Tant pis pour mon bras, se dit-il en prenant son pistolet semi-automatique à une main. Il tira une fois, repoussant la créature, mais le recul lui arracha un spasme de douleur. La chose en face de lui semblait comprendre sa tactique, aussi resta-t-elle à le regarder avec ses yeux jaunes de grenouille. Comment allait-il faire pour se débarrasser d'un monstre à l'épreuve des balles ?

 Tout à coup, une sorte d'ombre jaillit au dessus de la créature, et l'avala avec un bruit de raclement.

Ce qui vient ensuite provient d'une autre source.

PR #1810, opened 2023-01-26
feat: check if configuration for iOS project exists

TMisiukiewicz:
Summary:
---------

When running `run-ios` or `build-ios` command with `--mode` option, throw error if the configuration does not exist in the project.

Test Plan:
----------

1. Use `run-ios --mode Release` - should run correctly
2. Use `run-ios --mode Test` - should throw an error
3. Use `build-ios --mode Release` - should run correctly
4. Use `build-ios --mode Test` - should throw an error

### DIFF
--- a/packages/cli-platform-ios/src/commands/runIOS/index.ts
+++ b/packages/cli-platform-ios/src/commands/runIOS/index.ts
@@ -11,19 +11,15 @@ import path from 'path';
 import fs from 'fs';
 import chalk from 'chalk';
 import {Config, IOSProjectInfo} from '@react-native-community/cli-types';
-import parseIOSDevicesList from './parseIOSDevicesList';
-import parseXctraceIOSDevicesList from './parseXctraceIOSDevicesList';
-import findMatchingSimulator from './findMatchingSimulator';
-import {
-  logger,
-  CLIError,
-  getDefaultUserTerminal,
-} from '@react-native-community/cli-tools';
-import {Device, IosProjectInfo} from '../../types';
-import ora from 'ora';
-import execa from 'execa';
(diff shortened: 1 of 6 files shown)


adamTrz (approved):
LGTM 👍

szymonrybczak (approved):
Good job! 💪

packages/cli-platform-ios/src/tools/getProjectInfo.ts
```diff
@@ -0,0 +1,12 @@
+import execa from 'execa';
+import {IosProjectInfo} from '../types';
+
+export function getProjectInfo(): IosProjectInfo {
+  process.chdir('./ios');
```
thymikee, line 5: this is assuming we know where the ios folder is, which may not always be true, e.g. in monorepos. You should be able to use `config.platform.ios.sourceDir` instead

packages/cli-platform-ios/src/commands/runIOS/index.ts
```diff
@@ -57,6 +59,8 @@ async function runIOS(_: Array<string>, ctx: Config, args: FlagsT) {
     args.mode = args.configuration;
   }
   const {xcodeProject, sourceDir} = ctx.project.ios;
+  const projectInfo = getProjectInfo();
```
thymikee, line 62: You can pass the `sourceDir` from here

thymikee (changes requested):
I'd appreciate a test for that

TMisiukiewicz:
updated `projectInfo` function and added tests

thymikee (approved):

Éberlué, Ludwig saisit tout de même qu'il avait affaire à un sortilège. Mais qui… ? Il se releva tant bien que mal, quand il entendit une voix derrière lui :

— Vous essayez de tuer un habitant des Limbes avec une arme physique ? Je ne sais pas si vous êtes courageux… ou juste idiot.

Il se retourna, et croisa le regard améthyste d'une jeune femme.